§ THE PROBLEM:
Locate and copy each line in the data that contains the word "tags".

****************************************

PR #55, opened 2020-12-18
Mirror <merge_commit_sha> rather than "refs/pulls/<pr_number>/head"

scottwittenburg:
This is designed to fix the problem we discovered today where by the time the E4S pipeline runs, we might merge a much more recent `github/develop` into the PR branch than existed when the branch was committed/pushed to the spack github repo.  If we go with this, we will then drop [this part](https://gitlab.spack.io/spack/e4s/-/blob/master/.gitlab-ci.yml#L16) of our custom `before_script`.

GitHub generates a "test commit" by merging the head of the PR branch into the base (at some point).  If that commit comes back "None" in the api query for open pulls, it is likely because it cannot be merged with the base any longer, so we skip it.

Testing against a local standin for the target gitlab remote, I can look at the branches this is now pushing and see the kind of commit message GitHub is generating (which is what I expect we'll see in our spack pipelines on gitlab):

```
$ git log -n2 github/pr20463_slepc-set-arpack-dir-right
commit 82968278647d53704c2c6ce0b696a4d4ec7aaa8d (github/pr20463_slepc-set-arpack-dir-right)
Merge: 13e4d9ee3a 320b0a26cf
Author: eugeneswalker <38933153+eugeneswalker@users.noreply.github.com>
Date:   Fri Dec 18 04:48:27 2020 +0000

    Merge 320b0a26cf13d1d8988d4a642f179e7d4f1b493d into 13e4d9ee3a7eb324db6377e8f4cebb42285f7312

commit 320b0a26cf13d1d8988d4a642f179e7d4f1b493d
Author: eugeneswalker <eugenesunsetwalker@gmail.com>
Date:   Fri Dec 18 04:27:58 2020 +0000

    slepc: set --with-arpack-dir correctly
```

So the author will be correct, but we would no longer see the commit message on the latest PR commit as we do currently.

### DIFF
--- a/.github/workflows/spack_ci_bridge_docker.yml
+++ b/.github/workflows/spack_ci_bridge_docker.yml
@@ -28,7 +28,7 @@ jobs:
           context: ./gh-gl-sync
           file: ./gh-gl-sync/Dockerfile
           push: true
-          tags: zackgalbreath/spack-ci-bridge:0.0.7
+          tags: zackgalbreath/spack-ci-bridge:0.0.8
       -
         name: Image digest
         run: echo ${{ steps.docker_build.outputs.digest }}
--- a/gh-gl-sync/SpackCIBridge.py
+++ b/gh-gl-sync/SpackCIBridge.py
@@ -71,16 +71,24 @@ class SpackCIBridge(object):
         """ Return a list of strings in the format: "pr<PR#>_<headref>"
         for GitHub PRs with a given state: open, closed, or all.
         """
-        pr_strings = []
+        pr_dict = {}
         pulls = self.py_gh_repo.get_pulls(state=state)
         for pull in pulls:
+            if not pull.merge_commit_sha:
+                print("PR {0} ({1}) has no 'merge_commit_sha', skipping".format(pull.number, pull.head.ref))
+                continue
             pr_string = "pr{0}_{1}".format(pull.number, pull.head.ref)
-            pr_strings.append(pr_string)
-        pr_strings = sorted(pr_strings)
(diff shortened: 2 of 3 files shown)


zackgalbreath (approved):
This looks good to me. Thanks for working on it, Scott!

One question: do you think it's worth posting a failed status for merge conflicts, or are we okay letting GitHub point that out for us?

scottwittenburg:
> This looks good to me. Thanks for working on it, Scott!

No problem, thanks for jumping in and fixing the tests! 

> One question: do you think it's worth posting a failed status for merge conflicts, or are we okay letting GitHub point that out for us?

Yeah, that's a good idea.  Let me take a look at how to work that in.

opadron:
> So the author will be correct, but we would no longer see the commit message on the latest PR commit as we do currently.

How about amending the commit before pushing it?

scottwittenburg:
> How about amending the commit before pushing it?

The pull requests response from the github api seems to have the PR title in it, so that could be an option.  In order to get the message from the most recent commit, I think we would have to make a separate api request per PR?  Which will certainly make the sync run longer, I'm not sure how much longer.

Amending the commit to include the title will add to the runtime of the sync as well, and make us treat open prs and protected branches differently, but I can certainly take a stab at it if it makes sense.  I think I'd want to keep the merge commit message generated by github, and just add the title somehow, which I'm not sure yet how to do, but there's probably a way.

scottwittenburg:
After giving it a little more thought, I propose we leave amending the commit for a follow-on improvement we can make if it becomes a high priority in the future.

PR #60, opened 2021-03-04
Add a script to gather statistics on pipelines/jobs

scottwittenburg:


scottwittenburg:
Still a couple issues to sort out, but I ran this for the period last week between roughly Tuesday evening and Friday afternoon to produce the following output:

****************************************

§ YOUR RESPONSE:
-          tags: zackgalbreath/spack-ci-bridge:0.0.7
+          tags: zackgalbreath/spack-ci-bridge:0.0.8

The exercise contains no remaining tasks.